Monday: yellow wood

 


The full moon is at its zenith at midnight local Time, just so last night. I stayed up and watched for a while outside on 7H porch. Taking shots of the Bay in the dark, I try to snap just as one or more of the navigation lights flashes. This is a minute or so later, 

the bright red light is on the burned out hulk of a shrimp boat just beyond our window here.


This daylight photo makes it look quite distant from our building, but it's actually right here. I think Bert took that shot.

Breakfast: from Victoria's Last Bite in Lynn Haven, chicken salad on extra thin whole wheat bread. We like theirs better than Cahall's, which is ground much finer, but Cahall's seems better for little English-style tea sandwiches.

So, Monday morning. In this vocation, always my day off. The unwinding started on the way home from church, through Monday until Tuesday morning. Which nearly always reminds me. The spring of 1984 I had a "call" to St Luke's Episcopal Church in Mount Joy, Pennsylvania,

and we were quite serious about it, a lovely old stone church on a block of property just a block or two from downtown Mount Joy. The property also included a matching stone rectory, and a newer but reasonably matching parish house building. What reminds me is the draft letter contract their vestry gave me, in which they said the rector would have one day off each week, "probably Tuesday." I told them that nobody tells me about my Time, and only I would decide when my day off would be. Slightly taken aback, they instantly agreed. 

We ended up not going there because the pulpit at Trinity, Apalachicola became available, and I was soon scheduled to fly down to Pensacola to teach one of my graduate courses at the Univ of West Florida; so arranged to visit Bishop Duvall and Father Sam at diocesan headquarters in Mobile, then drove over to Trinity that Sunday for morning worship and to meet with their vestry. 

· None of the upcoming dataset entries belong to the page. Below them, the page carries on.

PR #852, opened 2020-03-10
resolves #845 map Substitutors.resolveSubs

### LINKED ISSUE #845: Map Substitutors#resolve_pass_subs
https://github.com/asciidoctor/asciidoctor/blob/2acdcece395a8327373b5f7ebf01c71dcd80ec24/lib/asciidoctor/substitutors.rb#L1225

Mogztter:
resolves #845

### DIFF
--- a/packages/core/src/asciidoctor-core-api.js
+++ b/packages/core/src/asciidoctor-core-api.js
@@ -797,6 +797,48 @@ AbstractNode.prototype.applySubstitutions = function (text, subs) {
 }
 
 /**
+ * Resolve the list of comma-delimited subs against the possible options.
+ *
+ * @param {string} subs - The comma-delimited String of substitution names or aliases.
+ * @param {string} [type] - A String representing the context for which the subs are being resolved (default: 'block').
+ * @param {Array<string>} [defaults] - An Array of substitutions to start with when computing incremental substitutions (default: undefined).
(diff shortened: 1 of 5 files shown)


packages/core/src/asciidoctor-core-api.js
```diff
@@ -793,6 +793,48 @@ AbstractNode.prototype.applySubstitutions = function (text, subs) {
...
+AbstractNode.prototype.resolveSubstitutions = function (subs, type, defaults, subject) {
+  if (typeof type === 'undefined') {
+    type = 'block'
+  }
+  if (typeof defaults === 'undefined') {
+    defaults = Opal.nil
+  }
+  if (typeof subject === 'undefined') {
+    subject = Opal.nil
+  }
```
djencks: Would it be appropriate to also check for null?

Mogztter: I'm not sure, undefined means basically, the parameter was absent. If the value is `null` then you pass explicitly a `null` value:

```js
resolveSubstitutions('attributes+') // type, defaults and subject are undefined
```
```js
resolveSubstitutions('attributes+', null, null, null) // type, defaults and subject are null
```

I think it's a mis-usage of the API so I don't really want to support it by converting `null` to `Opal.nil`.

All of which is one of many reasons why Robert Frost's "The Road Not Taken" is my lifetime favorite and retrospectively most prophetic poem. Here's that poem again. A treasure of my life is the memory of having heard Frost himself read it during either his fall 1953 or spring 1954 stopover in Gainesville when I was a freshman at Florida and starting to become conscious and aware of my own diverging roads.

The Road Not Taken

 - 1874-1963

Two roads diverged in a yellow wood,
And sorry I could not travel both
And be one traveler, long I stood
And looked down one as far as I could
To where it bent in the undergrowth;

Then took the other, as just as fair,
And having perhaps the better claim,
Because it was grassy and wanted wear;
Though as for that the passing there
Had worn them really about the same,

And both that morning equally lay
In leaves no step had trodden black.
Oh, I kept the first for another day!
Yet knowing how way leads on to way,
I doubted if I should ever come back.

I shall be telling this with a sigh
Somewhere ages and ages hence:
Two roads diverged in a wood, and I—
I took the one less traveled by,
And that has made all the difference.